▸ Try it:
Those lines of the material below that fall between its first line and the line with "So a theoretical", both included, are to be repeated exactly.
[Task data Boundary: Start]
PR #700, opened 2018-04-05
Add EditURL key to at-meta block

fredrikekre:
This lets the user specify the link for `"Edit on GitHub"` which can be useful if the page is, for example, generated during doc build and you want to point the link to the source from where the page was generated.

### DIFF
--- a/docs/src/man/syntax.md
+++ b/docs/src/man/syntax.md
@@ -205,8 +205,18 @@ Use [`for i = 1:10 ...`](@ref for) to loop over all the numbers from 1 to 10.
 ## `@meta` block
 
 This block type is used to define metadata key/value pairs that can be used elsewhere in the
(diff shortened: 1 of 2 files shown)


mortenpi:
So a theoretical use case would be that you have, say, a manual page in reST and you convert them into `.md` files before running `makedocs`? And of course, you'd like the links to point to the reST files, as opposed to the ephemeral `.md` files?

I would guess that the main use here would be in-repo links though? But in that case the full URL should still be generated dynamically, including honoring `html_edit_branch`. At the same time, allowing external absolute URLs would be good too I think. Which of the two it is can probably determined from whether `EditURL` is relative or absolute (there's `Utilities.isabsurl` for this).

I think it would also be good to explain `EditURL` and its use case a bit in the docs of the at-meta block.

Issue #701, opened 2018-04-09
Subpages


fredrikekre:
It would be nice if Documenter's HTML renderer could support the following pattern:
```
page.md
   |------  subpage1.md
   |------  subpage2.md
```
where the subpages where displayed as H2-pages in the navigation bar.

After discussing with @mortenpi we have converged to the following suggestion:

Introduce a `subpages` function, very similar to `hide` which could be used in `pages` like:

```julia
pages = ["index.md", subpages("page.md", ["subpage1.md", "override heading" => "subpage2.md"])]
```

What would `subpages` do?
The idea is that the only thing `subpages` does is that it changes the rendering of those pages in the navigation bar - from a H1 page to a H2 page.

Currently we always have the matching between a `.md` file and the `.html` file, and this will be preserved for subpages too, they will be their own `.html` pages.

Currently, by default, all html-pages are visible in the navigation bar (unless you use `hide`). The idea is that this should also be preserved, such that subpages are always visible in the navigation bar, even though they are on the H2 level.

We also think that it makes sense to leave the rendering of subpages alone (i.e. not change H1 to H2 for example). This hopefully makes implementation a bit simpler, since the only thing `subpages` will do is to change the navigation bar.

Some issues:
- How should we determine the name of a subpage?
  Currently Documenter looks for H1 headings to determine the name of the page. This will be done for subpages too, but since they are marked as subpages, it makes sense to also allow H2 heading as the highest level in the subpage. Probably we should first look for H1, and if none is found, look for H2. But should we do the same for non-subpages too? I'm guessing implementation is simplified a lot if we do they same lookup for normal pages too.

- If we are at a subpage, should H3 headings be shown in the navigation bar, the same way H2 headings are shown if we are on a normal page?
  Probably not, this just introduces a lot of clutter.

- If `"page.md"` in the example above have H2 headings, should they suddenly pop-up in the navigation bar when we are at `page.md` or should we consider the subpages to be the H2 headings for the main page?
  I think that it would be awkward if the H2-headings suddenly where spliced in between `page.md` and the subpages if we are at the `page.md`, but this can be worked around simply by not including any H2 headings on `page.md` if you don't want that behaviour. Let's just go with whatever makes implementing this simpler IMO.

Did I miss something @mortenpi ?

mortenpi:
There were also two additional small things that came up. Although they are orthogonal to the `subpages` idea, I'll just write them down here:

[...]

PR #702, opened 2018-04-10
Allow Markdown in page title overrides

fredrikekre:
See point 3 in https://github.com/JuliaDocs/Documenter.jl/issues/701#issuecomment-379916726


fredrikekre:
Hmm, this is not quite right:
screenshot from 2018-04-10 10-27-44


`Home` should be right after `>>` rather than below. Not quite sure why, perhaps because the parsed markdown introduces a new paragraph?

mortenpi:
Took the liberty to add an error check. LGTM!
[Task data Boundary: End]
▸ Task output:
PR #700, opened 2018-04-05
Add EditURL key to at-meta block

fredrikekre:
This lets the user specify the link for `"Edit on GitHub"` which can be useful if the page is, for example, generated during doc build and you want to point the link to the source from where the page was generated.

### DIFF
--- a/docs/src/man/syntax.md
+++ b/docs/src/man/syntax.md
@@ -205,8 +205,18 @@ Use [`for i = 1:10 ...`](@ref for) to loop over all the numbers from 1 to 10.
 ## `@meta` block
 
 This block type is used to define metadata key/value pairs that can be used elsewhere in the
(diff shortened: 1 of 2 files shown)


mortenpi:
So a theoretical use case would be that you have, say, a manual page in reST and you convert them into `.md` files before running `makedocs`? And of course, you'd like the links to point to the reST files, as opposed to the ephemeral `.md` files?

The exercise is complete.